- _Work instructions_: Produce a verbatim copy of the lines from the one holding "--- a/src/main/java/minicraft/core/CrashHandler.java" through the last line of the listing, and nothing else.

- _The input_:
PR #387, opened 2022-07-20
Create CrashHandler for error handling

### LINKED ISSUE #386: A more clear error handler
The current error handle is not clear or handled at all enough.

We should make the error handling so as to make it more user-friendly.
For example a standard function to handle errors that affect the game system. And maybe a even more detailed error pane.

BenCheung0422:
Also applied to some exception catches.
Resolves #386

### DIFF
--- a/src/main/java/minicraft/core/CrashHandler.java
+++ b/src/main/java/minicraft/core/CrashHandler.java
@@ -1,0 +1,264 @@
+package minicraft.core;
+
+import minicraft.core.CrashHandler.ErrorInfo.ErrorType;
+import minicraft.core.io.ClipboardHandler;
+import minicraft.network.Analytics;
+
+import java.awt.*;
+import java.io.PrintWriter;
+import java.io.StringWriter;
+import java.util.concurrent.Future;
+
+import javax.swing.BorderFactory;
+import javax.swing.BoxLayout;
+import javax.swing.JButton;
+import javax.swing.JDialog;
+import javax.swing.JFrame;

- _Answer to this problem_:
--- a/src/main/java/minicraft/core/CrashHandler.java
+++ b/src/main/java/minicraft/core/CrashHandler.java
@@ -1,0 +1,264 @@
+package minicraft.core;
+
+import minicraft.core.CrashHandler.ErrorInfo.ErrorType;
+import minicraft.core.io.ClipboardHandler;
+import minicraft.network.Analytics;
+
+import java.awt.*;
+import java.io.PrintWriter;
+import java.io.StringWriter;
+import java.util.concurrent.Future;
+
+import javax.swing.BorderFactory;
+import javax.swing.BoxLayout;
+import javax.swing.JButton;
+import javax.swing.JDialog;
+import javax.swing.JFrame;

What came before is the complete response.